Sin comes from a seed, and all that comes from it is within sin, but where does the seed originate? Where is the beginning of sin, is it the action? Is in the thought? The intention? The underlying emotion? Which comes first? I think that in debating sin, we should try to think about its origin. When we think about that then we can think about what avoids sin. I'm pretty sure that if we grasp unconditional love, in our likeness to God (made in God's image); that is the 'holy' place from where sin cannot occur.
Do you all agree that there is no such thing as a holy sinner? Or a slightly holy or a mostly holy, sinner? Holy and sinner are contradictions.
And if the whole meaning of reading the bible, or following Jesus, or glorifying God, is to align ourselves with Spirit (walk with the spirit), then isn't the whole meaning that we should try to align ourselves with holiness?
Jesus was born of pure holiness. We were all born into sin. But Jesus is the way, the life, and the truth of alignment to Spirit and therefore alignment and communication with God.
We all have our moments don't we? I'm sure everyone has experienced it, where suddenly you are free from the place of self-judgement and therefore outer-judgement. A place of peace within, no anger, no disharmony, no struggle, 'no burdens', love for all. In our image we see the image of others - but it is not the image of God we see.
The image of God is visible when we have overcome our self-image, and it is our self-image which is at the very heart of our dialog and our interactions. This is why you can tell a lot about a person, by how they are with those who 'push their buttons'. Often when someone's buttons are pushed, what comes out of them is a hurt self-image, beliefs which they feel have been attacked (or someone is making them hold on to or question). And in their response to the people who push their buttons, you may see spurious judgement, and self-righteousness, 'you're wrong I'm right'. And in those words, those people are telling you all about themselves, their self image.

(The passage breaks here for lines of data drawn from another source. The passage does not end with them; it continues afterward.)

PR #1619, opened 2021-12-05
Bot BT: add hysteresis node support

necessarily-equal:
Bots have terrible remembrance of the past. One way we do currently add some persistance is with a `sequence { condition (x>300); action }`, but it has the terrible downside of continuing the action until the bot dies, or the action succeed or fail. This will allow for finer grained control where one can tell the bot to do an action *until* the score value goes down, or the action succeeds.

Tested with the following BT (designed for human bots only):
```javascript
selector
{
        hysteresis 100 300 distanceTo( E_H_MEDISTAT )
        {
                action moveTo( E_H_MEDISTAT )
        }

        action moveTo( E_A_OVERMIND )
}

```

@bmorel hopefully you'll like it a lot

### DIFF
--- a/src/sgame/sg_bot.cpp
+++ b/src/sgame/sg_bot.cpp
@@ -202,8 +202,9 @@ void G_BotChangeBehavior( int clientNum, const char* behavior )
 
 bool G_BotSetBehavior( botMemory_t *botMind, const char* behavior )
 {
-	botMind->runningNodes.clear();
 	botMind->currentNode = nullptr;
+	BotClearRunningNodesHysteresisState( &g_entities[clientNum] );
+	botMind->runningNodes.clear();
 	memset( &botMind->nav, 0, sizeof( botMind->nav ) );
 	BotResetEnemyQueue( &botMind->enemyQueue );
 
--- a/src/sgame/sg_bot_ai.cpp
+++ b/src/sgame/sg_bot_ai.cpp
@@ -444,6 +444,22 @@ bool EvalConditionExpression( gentity_t *self, AIExpType_t *exp )
 	return false;
 }
 
+void BotClearRunningNodesHysteresisState( gentity_t *self )
+{
+	int clientNum = self - g_entities;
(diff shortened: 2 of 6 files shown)


Gireen:
Whats the difference to a normal condition?
```
selector
{
        condition ( distanceTo( E_H_MEDISTAT ) > 100 && distanceTo( E_H_MEDISTAT ) < 300 )
        {
                action moveTo( E_H_MEDISTAT )
        }

        action moveTo( E_A_OVERMIND )
}
```

necessarily-equal:
One question left to answer is: should we reset the hysteresis for a bot when the action failed or succeeded? I would tend to say yes, but this is harder than you would think.

necessarily-equal:
@Gireen: in your example, if the distance is greater than 300, the bot will go to the overmind, while in mine, the bot will go to the medipad, so it is different.

To explain better how it works:
* if a bot is further than 300, it will always go back
* if a bot is closer than 100, it will always go forward
* if a bot is at a distance between 100 and 300, it will continue doing what it was doing (going back if it was going back, going forward if it was going forward.

slipher:
I don't understand the intended semantics of the example.


>    if a bot is further than 300, it will always go back
>    if a bot is closer than 100, it will always go forward
>    if a bot is at a distance between 100 and 300, it will continue doing what it was doing (going back if it was going back, going forward if it was going forward.

Which way is "back" and which way is "forward"?
What happens if the distance is between 100 and 300 at the beginning?

bmorel:
Is there is any use case for that? I'm failing to see the point, I'm afraid.

necessarily-equal:
I've thought about this for some time, and I think this is quite similar to

```js
sequence {
    condition (distanceTo(E_A_OVERMIND) > 700)
    condition (distanceTo(E_A_OVERMIND) > 400) {
        action moveTo(E_A_OVERMIND)
    }
}
```

So this makes this branch not justified enough to stay open I think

If love in its purest form, unconditional love, is the seed, I don't believe any sin can occur from it.
When we involve self-image, we involve self-identity, and we identify with others as selves, separate people, separate identities. But love see us all as one, because, that is how God see's us. We are all God's children, even if we have a hugely damaged self-image, or have turned that damage (as a way of coping) into self-righteousness which is self-denial.

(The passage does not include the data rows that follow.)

PR #1621, opened 2021-12-06
Distinguish between VFS and homepath file access

slipher:
Currently there is only a single syscall, `FSFOpenFileMsg`, for reading files both in the pakpath and in the homepath (it checks the pakpath first). This is not a good situation; often you only want one or the other, and if you want to check both, you want the reverse order.

After this PR it will be like this:
- `FS::PathPak::ReadFile` or `trap_FS_OpenPakFile` (requires https://github.com/DaemonEngine/Daemon/pull/549) for pakpath-only reading
- `trap_FS_FOpenFile` for homepath-only access
- `G_FOpenGameOrPakPath` for homepath first and pathpak second reading

Pakpath-only access can already be emulated by checking the file's existence beforehand. Homepath-only read access will have to wait for 0.53.

Inspired by @bmorel 's report about the navmesh files in https://github.com/DaemonEngine/Daemon/issues/547.

### DIFF
--- a/src/cgame/cg_gameinfo.cpp
+++ b/src/cgame/cg_gameinfo.cpp
@@ -28,6 +28,7 @@ Foundation, Inc., 51 Franklin St, Fifth Floor, Boston, MA  02110-1301  USA
 // gameinfo.c
 //
 
+#include "common/FileSystem.h"
 #include "cg_local.h"
 
 //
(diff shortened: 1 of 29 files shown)


src/cgame/cg_gameinfo.cpp
```diff
@@ -120,31 +121,21 @@ CG_LoadArenasFromFile
...
+	std::string text = FS::PakPath::ReadFile( filename, err );
+	if ( err )
 	{
-		Log::Warn( "%sfile not found: %s", Color::ToString( Color::Red ), filename );
+		Log::Warn( "file not found: %s", filename );
 		return;
 	}
-
-	if ( len >= MAX_ARENAS_TEXT )
+	else if ( text.size() >= MAX_ARENAS_TEXT )
```
bmorel, line 131: no need for an else when the if block returns anyway

src/cgame/cg_rocket.cpp
```diff
@@ -77,23 +76,10 @@ void CG_Rocket_Init( glconfig_t gl )
 	Rocket_RegisterProperty( "locked-marker-color", "red", false, false, "color" );
 
 	// Preload all the menu files...
-	len = trap_FS_FOpenFile( rocket_menuFile.Get().c_str(), &f, fsMode_t::FS_READ );
+	std::error_code err;
+	std::string content = FS::PakPath::ReadFile( rocket_menuFile.Get() );
```
bmorel, line 80: error checking disappeared

src/cgame/cg_rocket.cpp
```diff
@@ -265,29 +251,12 @@ void CG_Rocket_Init( glconfig_t gl )
...
-	{
-		trap_FS_FCloseFile( f );
-		Sys::Drop( "File %s too long.", rocket_hudFile.Get() );
-	}
-
-	trap_FS_Read( text, len, f );
-	text[ len ] = 0;
-	text_p = text;
-	trap_FS_FCloseFile( f );
+	std::string text = FS::PakPath::ReadFile( rocket_hudFile.Get() );
```
bmorel, line 258: error checking disappeared

slipher:
Removal of error checking was intentional. The dependee Daemon pull request edits the filesystem code to make it so that an exception message including the filename will be automatically generated.

bmorel:
So there are exceptions to handle, too?

slipher:
The exceptions are allowed to be generated only in cases where the error is fatal. For environments with no exceptions support, we can if necessary adjust the SetErrorCode* stuff in filesystem to use Sys::Error instead of throwing.

bmorel:
Alright, LGTLM  then.

src/cgame/cg_rocket.cpp
```diff
@@ -77,23 +76,10 @@ void CG_Rocket_Init( glconfig_t gl )
 	Rocket_RegisterProperty( "locked-marker-color", "red", false, false, "color" );
 
 	// Preload all the menu files...
-	len = trap_FS_FOpenFile( rocket_menuFile.Get().c_str(), &f, fsMode_t::FS_READ );
+	std::error_code err;
```
necessarily-equal, line 79: Is this line really useful? (and if it is, why isn't it here in the next function?)

necessarily-equal (approved):
I haven't tested. From reading, I spotted one unused variable, otherwise LGTM.

src/cgame/cg_rocket.cpp
slipher: Removed the line.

It is not about whether God loves us, because God loves us all the same. God doesn't put levels on love (therefore conditional), love is God's constant, it is a constant. It is about whether we allow God to love us. If we allow God to love us, then we will also love ourselves, and in loving ourselves we will love our neighbours. Jesus said love your neighbours 'as you love yourself', and the reason people don't particularly love their neighbours easily, is because they don't particularly love themselves easily. And the reason they do not love themselves easily, is because they do not easily allow God to love them 'completely'. But in our lack of that, from thinking we are bad because we have sinned (and it is always 'have' sinned, unless you are sinning right now, right?), we become an open vessel for sin, because, it is God's pure love for us which saves us from sin through the holy spirit.
I'm not looking for anyone to take apart what I said and tell me where it is wrong. These are just my thoughts in the moment.
If there is anything to take away from anything anyone says, take the good. Comment on the good. Exaggerate focus on the good. Whether someone is half erroneous in what they say, again, focus on the good, so that they know that is worth talking about more than what might be erroneous.
Do not take people away from God, by taking them away from the good that they say, or turning their words into something they didn't mean. Glorify the good in others, for that is the loving kind humble thing to do, which is more alike to Christ, the way the truth and the life of being.